Zum Entfernen des Locks einfach den Stream wieder schließen (und ggf. die Datei löschen)...oder die VM austreten, die das Lock hält.


----------



## foobar (16. Mai 2008)

Ich habe sowas auch mal implementiert. Die Anforderung war damals aber auch noch Parameter zu übergeben, um sich einzuloggen etc. Deshalb habe ich einen Socket implementiert, der auf 127.0.0.1 hört und dem man mit Hilfe einer simplen RPC-API Daten übermitteln kann.


----------



## The_S (16. Mai 2008)

Über ne gelockte Datei können die Anwendungen aber nicht mehr miteinander kommunizieren (falls z.

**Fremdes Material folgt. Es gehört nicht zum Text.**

PR #147, opened 2024-09-05
Centralize test data and reduce unnecessary copying of test data 

guoqing-noaa:
This PR is the first step to centralize test data and reduce unnecessary copying.
It addresses issue #93 

As a byproduct, it also addresses issue #127 

All these will reduce the unnecessary turnaround time to speed up the build process and save disk space.

PR #162, opened 2024-09-10
Fix build error on Orion by reducing the number of build tasks

### LINKED ISSUE #146: Building fails for fv3jedi or mpasjedi executables on Orion
When first running `build.sh` on Orion, the build fails when trying to build `rdas_fv3jedi.x` and `rdas_mpasjedi.x`. Restarting `build.sh` a second time allows these executables to be built successfully. I am looking into the problem.

SamuelDegelia-NOAA:
This PR resolves #146 by updating `build.sh` to use a lower number of parallel build tasks on Orion. Previously, the build would fail towards the end due to going over the memory limit for the login nodes. This update does increase the total build time (~70 min previously to ~100 min now), but at least it works now without having to restart the build multiple times. Note that this memory limit is not a problem on any other machine, including Hercules. 

Thanks @CoryMartin-NOAA for the tip here.

### DIFF
--- a/build.sh
+++ b/build.sh
@@ -137,6 +137,13 @@ if [[ $DYCORE == 'MPAS' || $DYCORE == 'FV3andMPAS' ]]; then
   $dir_root/rrfs-test/scripts/link_mpasjedi_expr.sh
 fi
 
+# Set lower number of build jobs on Orion due to memory limit on login nodes
+if [[ $BUILD_TARGET == 'orion' ]]; then
+  BUILD_JOBS=${BUILD_JOBS:-4}
+else # hera, hercules, jet
+  BUILD_JOBS=${BUILD_JOBS:-6}
+fi
+
 CMAKE_OPTS+=" -DMPIEXEC_MAX_NUMPROCS:STRING=120"
 # Configure
 echo "Configuring ..."
@@ -150,11 +157,11 @@ set +x
 echo "Building ..."
 set -x
 if [[ $BUILD_JCSDA == 'YES' ]]; then
-  make -j ${BUILD_JOBS:-6} VERBOSE=$BUILD_VERBOSE
+  make -j $BUILD_JOBS VERBOSE=$BUILD_VERBOSE
 else
   for b in $builddirs; do
     cd $b
-    make -j ${BUILD_JOBS:-6} VERBOSE=$BUILD_VERBOSE
+    make -j $BUILD_JOBS VERBOSE=$BUILD_VERBOSE
     cd ../
   done
 fi


ShunLiu-NOAA (approved):
Looks good to me.

TingLei-NOAA (dismissed):

guoqing-noaa (changes requested):
@SamuelDegelia-NOAA , thanks for finding a solution for the build failure on Orion.
Generally we would avoid hardwiring the number of processes to be used by build.sh.
It would be expected to be passed from the command line, such as `build.sh -j8`.

Also, are you okay that I merge PR #147 first as there are lots of changes in build.sh there?  Thanks!

build.sh
```diff
@@ -155,6 +155,13 @@ if [[ $BUILD_TARGET == 'hera' ]]; then
   ln -sf $RDASAPP_TESTDATA/crtm $dir_root/bundle/test-data-release/crtm
 fi
 
+# Set lower number of build jobs on Orion due to memory limit on login nodes
+if [[ $BUILD_TARGET == 'orion' ]]; then
+  BUILD_JOBS=4
```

B. der zuletzte gestartetn noch Parameter übergeben wurden), was aber das Ziel meiner Anwendung war  .


----------



## EgonOlsen (16. Mai 2008)

Das stimmt natürlich. Aber danach wurde ja auch nicht gefragt... :wink:


----------



## Gast (16. Mai 2008)

Stehe gerade vor einem ähnlichen Problem. Da ich mit Dateien in Java noch nicht gearbeitet habe. Wie prüfe ich denn ob ich die Datei "locken" kann bzw. ob diese bereits gelocked ist?

???
if (lock.isLockable()){

}


----------



## André Uhres (17. Mai 2008)

Vielleicht hilft dies: http://www.java-forum.org/de/viewtopic.php?p=350257#350257


----------



## L-ectron-X (17. Mai 2008)

Der gesamte Thread mit der RMI-Variante: http://www.java-forum.org/de/viewtopic.php?t=36864
Da ist auch eine ServerSocket-Version zu finden.


----------



## Guest (18. Mai 2008)

Hi,

ich will ja nicht merkern, aber irgendwas verstehe ich nicht:
Wieso soll ein Programm mit einer anderen Instanz desselben Programmes auf demselben PC kommunizieren, wenn dieses Programm nur einmal gestartet werden darf? Das wäre irgendwie ein Monolog... aber die ursprüngliche Anforderung des Frages war dahin gehend, dass das Programm nur einmal gestartet werden darf...

Grüße,
Andy


----------



## Guest (18. Mai 2008)

Ich hab den Thread nur überflogen, aber ich denke das ist so gemeint:
Beim starten des Programms schaust du per RPC nach ob bereits eine Instanz läuft, wenn ja setzt du den Startvorgang nicht fort sondern beendest die neue Instanz.
Auch mit nem Lock könntest du ja nicht verhindern dass das Programm gestartet wird, auch da gehts darum das Programm sofort wieder zu beenden wenn der lock nicht erreicht werden kann.


----------



## Illuvatar (18. Mai 2008)

Anonymous hat gesagt.:
			
		

> Hi,
> 
> ich will ja nicht merkern, aber irgendwas verstehe ich nicht:
> Wieso soll ein Programm mit einer anderen Instanz desselben Programmes auf demselben PC kommunizieren, wenn dieses Programm nur einmal gestartet werden darf? Das wäre irgendwie ein Monolog... aber die ursprüngliche Anforderung des Frages war dahin gehend, dass das Programm nur einmal gestartet werden darf...
> ...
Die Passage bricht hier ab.